Try it:
Wherever the string "class" appears in the records, return the line that holds it.

Stored data entries:
PR #20032, opened 2025-04-12
modules/nops: Resolve RuboCop violations

bcoles:
All violations were resolved with `rubocop -A`, with the exception of:

```
modules/nops/mipsbe/better.rb:39:5: W: Lint/ShadowedArgument: Argument reg was shadowed by a local variable before it was used.
    reg = get_register
    ^^^^^^^^^^^^^^^^^^
```

This highlighted a shadowed variable which is also potentially redundant code in `make_bne(reg)`:

https://github.com/rapid7/metasploit-framework/blob/41361db5660740eaa2b3ec8a22aa9c0d7121adbc/modules/nops/mipsbe/better.rb#L35-L43

Unlike every other method, this method ignores the provided `reg` argument and instead clobbers the value with `get_register()` (which simply returns a random number). This is strange, as the `reg` argument provided to this method is always generated from `get_register()`:

https://github.com/rapid7/metasploit-framework/blob/41361db5660740eaa2b3ec8a22aa9c0d7121adbc/modules/nops/mipsbe/better.rb#L91-L97

Regardless, I have left the code intact, based on the assumption that should this method ever be called with a `reg` value which is not a valid random register as generated by `get_register()`, the value should be ignored and replaced. The `reg` argument has been renamed to `_reg` to show that it is ignored.

---

**Edit**: For reference, the following 9 violations were not resolved with `-a` and were instead resolved with `-A`:

```
# rubocop -a modules/nops/
Inspecting 14 files
....W....C.C.W

Offenses:

modules/nops/mipsbe/better.rb:39:5: W: Lint/ShadowedArgument: Argument reg was shadowed by a local variable before it was used.
    reg = get_register
    ^^^^^^^^^^^^^^^^^^
modules/nops/sparc/random.rb:122:13: C: [Correctable] Style/ZeroLengthPredicate: Use !empty? instead of length != 0.
        if (buff.length != 0)
            ^^^^^^^^^^^^^^^^
modules/nops/x64/simple.rb:151:5: C: [Correctable] Style/InfiniteLoop: Use Kernel#loop for infinite loops.
    while true
    ^^^^^
modules/nops/x64/simple.rb:178:38: C: [Correctable] Style/AndOr: Use && instead of and.
          while opcodes_stack.length and pop_count
                                     ^^^
modules/nops/x64/simple.rb:225:47: C: [Correctable] Style/AndOr: Use && instead of and.
      good = false if instruction[I_SIZE] > 0 and !datastore['MultiByte']
                                              ^^^
modules/nops/x86/single_byte.rb:105:17: C: [Correctable] Style/AndOr: Use && instead of and.
    if (!random and datastore['RandomNops'])
                ^^^
modules/nops/x86/single_byte.rb:126:11: W: [Correctable] Lint/Loop: Use Kernel#loop with break rather than begin/end/until(or while).
      end while (badchars.include?(cur_char) or
          ^^^^^
modules/nops/x86/single_byte.rb:126:46: C: [Correctable] Style/AndOr: Use || instead of or.
      end while (badchars.include?(cur_char) or
                                             ^^
modules/nops/x86/single_byte.rb:127:32: C: [Correctable] Style/AndOr: Use && instead of and.
        ((sled_hash[cur_char]) and
                               ^^^
modules/nops/x86/single_byte.rb:128:12: C: [Correctable] Style/ZeroLengthPredicate: Use !empty? instead of length > 0.
          ((sled_hash[cur_char] & badregs).length > 0)))
           ^^^^^^^^^^^^^^^^^^^^^^^^^^^^^^^^^^^^^^^^^^

14 files inspected, 10 offenses detected, 9 more offenses can be corrected with `rubocop -A`
```

### DIFF
--- a/modules/nops/mipsbe/better.rb
+++ b/modules/nops/mipsbe/better.rb
@@ -15,88 +15,85 @@ class MetasploitModule < Msf::Nop
 
   def initialize
     super(
-      'Name'        => 'Better',
-      'Alias'       => 'mipsbe_better',
+      'Name' => 'Better',
+      'Alias' => 'mipsbe_better',
       'Description' => 'Better NOP generator',
-      'Author'      => 'jm',
-      'License'     => MSF_LICENSE,
-      'Arch'        => ARCH_MIPSBE)
+      'Author' => 'jm',
+      'License' => MSF_LICENSE,
+      'Arch' => ARCH_MIPSBE)
 
     register_advanced_options(
       [
-        OptBool.new('RandomNops', [ false, "Generate a random NOP sled", true ])
-      ])
+        OptBool.new('RandomNops', [ false, 'Generate a random NOP sled', true ])
+      ]
+    )
   end
 
-  def get_register()
-      return rand(27) + 1
+  def get_register
+    return rand(1..27)
   end
 
-  def make_bne(reg)
+  def make_bne(_reg)
     op = 0x14000000
 
-    reg = get_register()
+    rand_reg = get_register
     offset = rand(65536)
 
-    op = op | ( reg << 21 ) | ( reg << 16 ) | offset
+    op = op | (rand_reg << 21) | (rand_reg << 16) | offset
     return op
   end
 
   def make_or(reg)
     op = 0x00000025
 
-    op = op | ( reg << 21 ) | ( reg << 11 )
+    op = op | (reg << 21) | (reg << 11)
     return op
   end
 
   def make_sll(reg)
     op = 0x00000000
 
-    op = op | ( reg << 16 ) | ( reg << 11 )
+    op = op | (reg << 16) | (reg << 11)
     return op
   end
 
   def make_sra(reg)
     op = 0x00000003
 
-    op = op | ( reg << 16 ) | ( reg << 11 )
+    op = op | (reg << 16) | (reg << 11)
     return op
   end
 
   def make_srl(reg)
     op = 0x00000002
 
-    op = op | ( reg << 16 ) | ( reg << 11 )
+    op = op | (reg << 16) | (reg << 11)
     return op
   end
 
   def make_xori(reg)
     op = 0x38000000
 
-    op = op | ( reg << 21 ) | ( reg << 16 )
+    op = op | (reg << 21) | (reg << 16)
     return op
   end
 
   def make_ori(reg)
     op = 0x34000000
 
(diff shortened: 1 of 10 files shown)


modules/nops/mipsbe/better.rb
```diff
@@ -15,88 +15,87 @@ class MetasploitModule < Msf::Nop
...
-    badchars = opts['BadChars'] || ''
-    random   = opts['Random']   || datastore['RandomNops']
-    nop_fn   = [ :make_bne, :make_or, :make_sll, :make_sra, :make_srl, :make_xori, :make_ori ]
-    sled     = ''
-
-    for i in 1..length/4 do
-        n = nop_fn.sample
-        sled << [send(n, get_register())].pack("N*")
+    opts['BadChars'] || ''
+    opts['Random'] || datastore['RandomNops']
```
adfoster-r7, line 90:
```suggestion
    _badchars = opts['BadChars'] || ''
    _random = opts['Random'] || datastore['RandomNops']
```

Or removing them works too, but I guess this was being consistent with the other modules

modules/nops/sparc/random.rb
```diff
@@ -69,44 +69,42 @@ class MetasploitModule < Msf::Nop
...
 
-
-
   # Nops are always random...
   def generate_sled(length, opts)
-
     badchars = opts['BadChars'] || ''
-    random   = opts['Random']   || datastore['RandomNops']
-    blen     = length
+    opts['Random'] || datastore['RandomNops']
```
adfoster-r7, line 89:
```suggestion
    _random = opts['Random'] || datastore['RandomNops']
```

modules/nops/mipsbe/better.rb
bcoles: This is a strange auto-correct choice. I've removed these two lines.

The module exposes a `RandomNops` advanced module option, but ignores it. I've left it as is to prevent breaking any workflows which rely on this option.

modules/nops/sparc/random.rb
bcoles: I've removed this line.

This module provides a `RandomNops` advanced module option, but ignores it (as explained by the existing code comment: "Nops are always random"). I've left it as is to prevent breaking any workflows which rely on this option.

adfoster-r7 (approved):

adfoster-r7:
## Release Notes

Improves the code quality of multiple `nops` modules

Task response:
@@ -15,88 +15,85 @@ class MetasploitModule < Msf::Nop
@@ -15,88 +15,87 @@ class MetasploitModule < Msf::Nop
@@ -69,44 +69,42 @@ class MetasploitModule < Msf::Nop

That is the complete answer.